--- Work instruction ---
Copy every line below precisely, leaving nothing out.

--- Given records ---
****

PR #1358, opened 2024-09-24
Add docs on cartography in production and what it is and is not

achantavy:
Adds documentation on 
- what cartography is and isn't
- how to build prod applications around cartography
- clarify which steps are test machine steps vs production setup steps


chandanchowdhury (approved):
Thank you Alex :)

PR #1359, opened 2024-09-25
Fix broken links

achantavy:
Fixes broken links in the docs.


docs/root/modules/index.rst
```diff
@@ -1,5 +1,4 @@
 .. toctree::
-    :hidden:
```
achantavy, line 2: Removing this so that the table of contents shows up in the rendered modules github page

chandanchowdhury (approved):
Thank you Alex!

****

--- Written answer ---
PR #1358, opened 2024-09-24
Add docs on cartography in production and what it is and is not

achantavy:
Adds documentation on 
- what cartography is and isn't
- how to build prod applications around cartography
- clarify which steps are test machine steps vs production setup steps


chandanchowdhury (approved):
Thank you Alex :)

PR #1359, opened 2024-09-25
Fix broken links

achantavy:
Fixes broken links in the docs.


docs/root/modules/index.rst
```diff
@@ -1,5 +1,4 @@
 .. toctree::
-    :hidden:
```
achantavy, line 2: Removing this so that the table of contents shows up in the rendered modules github page

chandanchowdhury (approved):
Thank you Alex!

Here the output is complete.